Stati Generali della Green Economy 2019: verso il Green New Deal

Stati Generali della Green Economy 2019: verso il Green New Deal

Fonte immagine: Pixabay

Al via il 5 novembre gli Stati Generali della Green Economy 2019, obiettivo di quest'anno tracciare una rotta verso il Green New Deal.

Si svolgeranno il 5 e 6 novembre 2019 a Rimini gli Stati Generali della Green Economy. Martedì mattina prenderanno il via i lavori con la sessione plenaria (ore 10:30 – Sala Neri – Hall Sud); ad aprire i lavori Edo Ronchi, che presenterà le proposte del Consiglio Nazionale della Green Economy e la Relazione 2019 in merito allo stato della Green Economy in Italia. Parteciperanno all’incontro anche il Ministro dell’Economia Roberto Gualtieri, il Ministro dell’Ambiente e della Tutela del Territorio e del Mare Sergio Costa, oltre al Sottosegretario alla Presidenza del Consiglio dei Ministri, Riccardo Fraccaro.

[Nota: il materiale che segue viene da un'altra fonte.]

PR #1739, opened 2019-07-24
8devices Carambola2 footprint added

EpeR1:
I have created a Carambola2 footprint.
Documentation is here:
https://www.8devices.com/media/products/carambola2/downloads/carambola2-datasheet.pdf

## Note:
~(Violating F5.2)~
~There is a significant bevel on the board's view, so I drove that on Silk, and not PIN1's bevel.~

The module:
cara1
Carambola_shield-800x600

The footprint, that I have created:
cara2

The footprint in the documentation:
cara3

~Note:~
~(Violating F5.2)~
~There is a significant bevel on the board's view, so I drove that on Silk, and not PIN1's bevel.~

---


poeschlr:
This should be in the RF_WiFi library.
The description should be a bit more detailed.
Is there a symbol for this contribution?

---

Rotate the part such that pin 1 is in the top left corner (IPC zero orientation A)

---

Silk outline is quite far away from the body meaning it is kind of useles for helping to align the part. Move it in closer. (I typically draw it such that the silk outline touches the fab outline. But there can be a bit of space or overlap so you do not need to use an extremely fine grid to draw it.)

We do not allow silk under SMD parts so remove the detailed silk and leave only the fab. (silk under parts negatively impacts solderability)

We do not typically include numbers in the footprint so please get rid of them. (numbers do also not play nice with rotating footprints in pcb_new so there is a technical reason not only preference)

Use IPC style pin 1 marking (look at QFN-12-1EP_3x3mm_P0.5mm_EP1.65x1.65mm as an example)

---

There is a suggested paste layout which i assume is done this way as there is a lot more paste needed to fill up the castellations. Please create paste only pads to fit this requirement. (remove paste from the normal pads)

---
Dimensions of the copper layout look good.

Screenshot from 2019-10-27 08-53-45

myfreescalewebpage:
@poeschlr I do not agree about the library, Module is great for this one because it's not only a WiFi chip. This is a Linux module with multiple interface including WiFi. Joel

EpeR1:
Updated.

Is there a way to create a special paste layers? 
Such as:
sold

EpeR1:
Here is the symbol:
https://github.com/KiCad/kicad-symbols/pull/2015

EpeR1:
(The question about paste layers, is standing still.)

The status now is:
fp

poeschlr:
Yes a special paste layer like that can be made. The first step is to disable the paste layer from the current pads. Then create a complex paste only pads 

Paste only means no copper or any other layer than paste active plus no pad number assigned.

Complex means a pad comprised of an anchor pad plus a number of pad primitives in this case most likely a polygon. To do this draw the shape you require on any layer by use of the polygon tool. To get the radius select a line thickness that fits. Place a circular pad overlapping with the shape (you can even place it such that this pad takes care of the half circle in the drawing) and then select the polygon(s) plus the pad -> right click -> pad from selected shapes.

Or use KiCad stepup to create the pad. https://forum.kicad.info/t/kicad-stepup-the-sketcher-for-footprint-generation/9582

In any case after you have the pad once use either the array tool or just duplication plus the grid to get the pads where you need them.

myfreescalewebpage:
@EpeR1 any news of the pads after the comment of @poeschlr ? Thanks for the update

EpeR1:
Done.

xx

myfreescalewebpage:
@poeschlr :)

myfreescalewebpage:
@EpeR1 I continue the review here:

- [ ]The top F.Fab line is made of two lines, only one expected:

Capture

- [ ] Clearance between F.Fab and F.SilkS is usually 0.11mm
- [ ] Clearance between the pad and the F.CrtYd should be 0.2mm and I think this should take into account the Paste, so the current F.CrtYd should be enlarged

Joel

EpeR1:
Updated

myfreescalewebpage:
- [ ] Current clearance between F.Fab and F.SilkS is still too large (0.225mm instead of default 0.11mm). and silkscreen is too much closed to the pad (0.1mm but required at least 0.2mm, see screenshot below).

Capture

Else ok for the other points.

Joel

EpeR1:
Can you explain the clearance issue between F.Fab and F.Silk?
I measure 0.115mm everywhere.

ddd

The clearance between the F.Paste, and F.Silk is updated.

ccc

myfreescalewebpage:
From F.Fab to F.SilkS the 0.11mm value is common (this is the one used in generator when we create footprint with python) and it is measured from center to center, not from border to border. anyway there is no strong value, the minimum is 0.1mm to have the silkscreen visible when the device is on the PCB. Do you want to keep your clearance or do you want to set to 0.11mm ?

EpeR1:
I am not exactly sure the correct position of F.SilkS edges, because there are technical notches at the corners, so the panels usually, are a little bit bigger than the sizes in the documentation. 
It's because the 8devices uses panelization.
So, the bigger values are more helpful at manual soldering, I think the 0.11mm center-center distance could be unuseable in the most cases.

carambola2_top

( Original picture is from: https://www.8devices.com/products/carambola-2 )

I made a quick print out and checked on paper, so I think the present value (0.23mm center-center) can be appropriate.

cara

Or should I set to 0.11mm?

myfreescalewebpage:
Great detail, in  this case it's not bad to have something a little bit larger :)
This is not an issue, just a recommended value commonly used.

myfreescalewebpage:
No more comment on the fp, merging, thanks for the great job on this footprint :)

Durante gli Stati Generali della Green Economy si discuterà inoltre della risoluzione votata dal Parlamento UE, che prevede un impegno per gli Stati membri a ridurre del 55% (rispetto ai valori del 1990) le emissioni di gas serra al 2030 (precedente impegno -40%). Ecco che un Green New Deal per l’Italia diventa una stretta necessità, con l’obbligo di un piano pluriennale che preveda misure e obiettivi da raggiungere entro tale data. Un progetto che sappia coniugare la lotta alla crisi ambientale e quella alla bassa crescita dell’economia.

Uno degli incontri più attesi degli Stati Generali della Green Economy sarà appunto quello intitolato “Green New Deal e sfida climatica: obiettivi e percorso al 2030“. Negli spazi di RiminiFiera, in corrispondenza di Ecomondo 2019, si discuterà della necessità di contrastare le emissioni di gas serra mondiali e prevenire i possibili danni legati alla crisi climatica. Solo in Italia i cambiamenti nel clima mondiale hanno provocato 20mila decessi e pesato sul bilancio dello Stato per circa 65 miliardi di euro (periodo 1980-2017). Ha sottolineato Edo Ronchi, presidente Fondazione per lo Sviluppo Sostenibile:

Le nostre emissioni di gas serra, dopo un periodo di calo, negli ultimi anni non stanno più diminuendo. Nel 2018 sono state pari a 426 milioni di tonnellate equivalenti di CO2, le stesse del 2014. Per rispettare la traiettoria dell’Accordo di Parigi, che richiede di azzerare le emissioni nette al 2050, occorrerebbe entro il 2030 almeno dimezzare quelle del 1990, facendole scendere quindi a circa 260 milioni di tonnellate.

Con le misure vigenti, tuttavia, secondo ISPRA, le emissioni italiane scenderebbero solo a poco più di 380 milioni di tonnellate al 2030, mancando l’obiettivo di oltre 120 milioni di ton. Agli Stati Generali della Green Economy chiederemo al Governo un ulteriore sforzo per realizzare una politica più incisiva e di attuazione di un Green New Deal al fine di raggiungere gli obiettivi necessari alla sopravvivenza del nostro Pianeta.